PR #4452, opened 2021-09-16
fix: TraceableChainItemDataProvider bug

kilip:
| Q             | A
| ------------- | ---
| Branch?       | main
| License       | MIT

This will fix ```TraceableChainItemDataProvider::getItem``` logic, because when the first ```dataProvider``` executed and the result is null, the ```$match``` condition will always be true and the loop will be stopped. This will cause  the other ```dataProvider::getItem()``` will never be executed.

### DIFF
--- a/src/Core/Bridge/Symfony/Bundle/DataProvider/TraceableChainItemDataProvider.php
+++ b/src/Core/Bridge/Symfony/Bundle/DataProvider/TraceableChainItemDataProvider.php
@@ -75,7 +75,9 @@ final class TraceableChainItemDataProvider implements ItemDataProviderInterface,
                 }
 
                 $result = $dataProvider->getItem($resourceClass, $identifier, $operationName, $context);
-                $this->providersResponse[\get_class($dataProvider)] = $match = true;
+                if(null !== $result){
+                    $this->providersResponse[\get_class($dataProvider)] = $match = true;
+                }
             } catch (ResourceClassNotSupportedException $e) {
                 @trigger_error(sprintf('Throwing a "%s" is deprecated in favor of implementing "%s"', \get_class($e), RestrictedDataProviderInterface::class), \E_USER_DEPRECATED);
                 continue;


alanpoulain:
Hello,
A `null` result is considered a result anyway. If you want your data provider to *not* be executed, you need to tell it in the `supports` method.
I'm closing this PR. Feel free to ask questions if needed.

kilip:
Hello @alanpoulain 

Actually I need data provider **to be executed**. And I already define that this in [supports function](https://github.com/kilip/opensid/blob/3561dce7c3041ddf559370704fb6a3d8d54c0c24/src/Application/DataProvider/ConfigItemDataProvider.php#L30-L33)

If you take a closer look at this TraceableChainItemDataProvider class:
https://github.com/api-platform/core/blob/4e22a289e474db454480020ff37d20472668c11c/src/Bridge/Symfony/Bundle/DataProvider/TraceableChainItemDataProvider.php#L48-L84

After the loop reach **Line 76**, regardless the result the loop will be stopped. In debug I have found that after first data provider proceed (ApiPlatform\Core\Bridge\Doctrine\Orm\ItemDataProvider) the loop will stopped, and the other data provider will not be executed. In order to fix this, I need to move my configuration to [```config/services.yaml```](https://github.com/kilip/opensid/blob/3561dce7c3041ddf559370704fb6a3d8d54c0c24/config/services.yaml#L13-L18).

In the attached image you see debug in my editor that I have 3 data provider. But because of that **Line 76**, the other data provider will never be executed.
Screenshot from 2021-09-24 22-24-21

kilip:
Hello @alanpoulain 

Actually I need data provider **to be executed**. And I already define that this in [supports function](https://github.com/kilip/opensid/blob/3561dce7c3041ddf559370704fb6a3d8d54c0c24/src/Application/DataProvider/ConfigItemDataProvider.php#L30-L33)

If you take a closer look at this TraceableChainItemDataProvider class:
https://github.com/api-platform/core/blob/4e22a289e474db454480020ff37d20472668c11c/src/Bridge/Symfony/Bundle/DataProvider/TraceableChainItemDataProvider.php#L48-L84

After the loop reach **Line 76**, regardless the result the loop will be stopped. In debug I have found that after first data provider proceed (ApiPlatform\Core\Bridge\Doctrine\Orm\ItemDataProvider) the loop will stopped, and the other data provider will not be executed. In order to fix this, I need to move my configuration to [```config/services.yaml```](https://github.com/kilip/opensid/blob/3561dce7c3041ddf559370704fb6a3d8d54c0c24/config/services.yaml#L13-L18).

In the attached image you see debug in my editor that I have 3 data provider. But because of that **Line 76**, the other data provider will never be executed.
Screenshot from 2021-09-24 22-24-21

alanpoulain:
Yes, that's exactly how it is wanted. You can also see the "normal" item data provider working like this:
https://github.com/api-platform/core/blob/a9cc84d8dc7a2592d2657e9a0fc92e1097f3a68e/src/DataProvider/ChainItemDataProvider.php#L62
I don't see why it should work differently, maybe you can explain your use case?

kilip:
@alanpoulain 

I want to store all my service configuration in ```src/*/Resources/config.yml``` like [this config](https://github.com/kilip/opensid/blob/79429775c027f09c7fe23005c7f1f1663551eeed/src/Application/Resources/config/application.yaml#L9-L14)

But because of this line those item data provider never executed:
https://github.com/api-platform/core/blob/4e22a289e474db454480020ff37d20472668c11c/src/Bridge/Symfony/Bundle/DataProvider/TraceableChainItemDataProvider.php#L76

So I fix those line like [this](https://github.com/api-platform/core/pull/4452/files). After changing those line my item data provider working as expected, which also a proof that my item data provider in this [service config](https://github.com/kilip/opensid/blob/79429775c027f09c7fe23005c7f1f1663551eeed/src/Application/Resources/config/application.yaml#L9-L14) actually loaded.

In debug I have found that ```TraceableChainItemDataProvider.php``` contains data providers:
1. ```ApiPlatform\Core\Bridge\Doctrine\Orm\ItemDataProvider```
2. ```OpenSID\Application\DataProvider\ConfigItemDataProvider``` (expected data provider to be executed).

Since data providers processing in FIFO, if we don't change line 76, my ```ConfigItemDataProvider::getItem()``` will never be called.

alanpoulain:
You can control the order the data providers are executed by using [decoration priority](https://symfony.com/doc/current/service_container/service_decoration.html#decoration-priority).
────────────────────
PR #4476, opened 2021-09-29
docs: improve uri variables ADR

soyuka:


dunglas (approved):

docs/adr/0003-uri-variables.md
────────────────────
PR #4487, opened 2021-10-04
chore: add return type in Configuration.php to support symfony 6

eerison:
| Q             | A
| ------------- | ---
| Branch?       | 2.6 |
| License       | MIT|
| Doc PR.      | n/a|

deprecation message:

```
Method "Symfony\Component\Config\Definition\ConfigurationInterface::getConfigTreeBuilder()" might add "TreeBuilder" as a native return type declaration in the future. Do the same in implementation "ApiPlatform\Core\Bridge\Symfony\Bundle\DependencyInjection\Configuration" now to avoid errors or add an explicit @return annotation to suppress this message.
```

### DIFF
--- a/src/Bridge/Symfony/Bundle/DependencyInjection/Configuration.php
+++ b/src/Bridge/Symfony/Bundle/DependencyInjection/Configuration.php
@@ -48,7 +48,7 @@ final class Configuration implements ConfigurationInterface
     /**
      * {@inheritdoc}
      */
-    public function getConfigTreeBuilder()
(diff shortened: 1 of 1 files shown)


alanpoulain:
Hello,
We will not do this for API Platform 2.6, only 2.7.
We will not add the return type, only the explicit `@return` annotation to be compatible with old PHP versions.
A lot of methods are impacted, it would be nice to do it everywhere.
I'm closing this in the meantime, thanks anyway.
────────────────────
What is being asked: All that is wanted is a faithful reproduction of the line above with "Configuration implements ConfigurationInterface", the line with "I'm closing this in", and every line in between.

Solution to this problem:
@@ -48,7 +48,7 @@ final class Configuration implements ConfigurationInterface
     /**
      * {@inheritdoc}
      */
-    public function getConfigTreeBuilder()
(diff shortened: 1 of 1 files shown)


alanpoulain:
Hello,
We will not do this for API Platform 2.6, only 2.7.
We will not add the return type, only the explicit `@return` annotation to be compatible with old PHP versions.
A lot of methods are impacted, it would be nice to do it everywhere.
I'm closing this in the meantime, thanks anyway.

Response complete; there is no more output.